(Records begins)
PR #51, opened 2016-07-21
stabbing in the dark

cryptix:
This adds two approaches for adding music to patchbay:

* `music-release-cc.js` displays `type: music-release-cc` posts (like `%e/JG0Stf90f4FBpBSPC+OAwl5EAIL5Xz3LFz0mhgpl8=.sha256`)
* `music-relase.js` and friends which depend on (`root`,`branch`)  linked `meta-image`, `audio-mp3` type posts to aggregate a release. I linked some examples of this in `%KgIliFBy5MeXafVENTNkRVHdFTy+d+T2zGSy9EuSYBg=.sha256`)

Visually I like the first approach more but dislike the _fat_ objects it uses. The 2nd approach gives you the option to dig/pin/star/whatever individual tracks/meta and recompile them in playlists for instance.

### DIFF
--- a/modules/music-release-cc.js
+++ b/modules/music-release-cc.js
@@ -1,0 +1,78 @@
+var markdown = require('ssb-markdown');
+var h = require('hyperscript');
+var u = require('../util');
+var ref = require('ssb-ref');
+
+//render a message
+
+var plugs = require('../plugs');
+var message_link = plugs.first(exports.message_link = []);
+var message_confirm = plugs.first(exports.message_confirm = []);
+var sbot_links = plugs.first(exports.sbot_links = []);
+
+exports.message_content = function(msg, sbot) {
+    if (msg.value.content.type !== 'music-release-cc')
+        return;
+
+    var tracks = msg.value.content.tracks;
+    return h('div',
+        h('img', { "src" : "http://localhost:7777/" + encodeURIComponent(msg.value.content.cover) }),
+        h('h1', msg.value.content.title),
+        h('ol',
+                 Object.keys(tracks).map(function(k) {
+                     var t = tracks[k];
+                     return h('li', t.fname,
+                         h("br"),
+                         h('audio', {
+                                  "controls" : true,
+                                  "src" : "http://localhost:7777/" + encodeURIComponent(t.link)
+                              }))
+                 })),
+        h('p',
+                 "More info:", h('a', { href : msg.value.content.archivedotorg }, "archive.org"),
+                 h("br"),
+                 "License:", h('a', { href : msg.value.content.license }, "Link")))
+}
+
+// copied from like.js
+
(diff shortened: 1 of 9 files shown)


cryptix:
rebased

modules/music-release-cc.js
```diff
@@ -0,0 +1,78 @@
...
+                     var t = tracks[k];
+                     return h('li', t.fname,
+                         h("br"),
+                         h('audio', {
+                                  "controls" : true,
+                                  "src" : "http://localhost:7777/" + encodeURIComponent(t.link)
+                              }))
+                 })),
+        h('p',
+                 "More info:", h('a', { href : msg.value.content.archivedotorg }, "archive.org"),
```
dominictarr: Instead of a hard coded link to archive.org, you could just have a list of references (or a markdown section). That would be more runcible.

music-release.json
```diff
@@ -0,0 +1,8 @@
+{
+    "type": "music-release",
+    "title": "(miniatura070) bleupulp - the fall of",
+    "archivedotorg": "https://archive.org/details/Miniatura070Bleupulp-theFallOf",
+    "license":"https://creativecommons.org/licenses/by-nc-nd/3.0/",
+    "cover": "&2JGx5HkFts0PS84K3xwKGZZgqQ5zAf2LSuLAahBhm6I=.sha256",
+    "ipfs": "/ipfs/QmSuUXxGsF7yQNPDQEjUsAmWZZoNNmdMmZK59MsQroX3ch"
+}
```
dominictarr: hmm, these json files did not need to be checked in.

dominictarr:
Okay this is merged into 1.13.0
This does need to be tidied up a bit. my main concern is that it creates quite a few files.
I think you should choose one approach and go with it. personally I prefer the fat object approach,
because it's more self contained. you could still include something in other compilations by linking to the blob, and referencing the source (or use backlinks to show it also appears in these other collections)

I'm guessing you made the files manually (since you left some json files there) I guess next step is a tool to create a set for you. A command line tool is still progress.

Oh, and a playlist queue thing ;)

my policy for patchbay is gonna be merge everything I can (I don't want to have repeat of editable-posts debacle) until I can't stand it anymore and then implement the ideas I have for on-the-fly plugins (it should be fairly straightforward to port any patchbay plugin to that)

music-release.json
cryptix: Oh.. yea, sorry about that.
I could have documented these inside the rendering js files as comments.

modules/music-release-cc.js
cryptix: This was really just prototyping and a way to attribute the source. 

How would you edit these, though? It's also why I shunned away from the fat objects...
We didn't even touch song metadata yet.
(Records ends)
> **Required work**: Could you tally the lines in these records that contain the word "return" and give only the result?

> **Answer section**: 4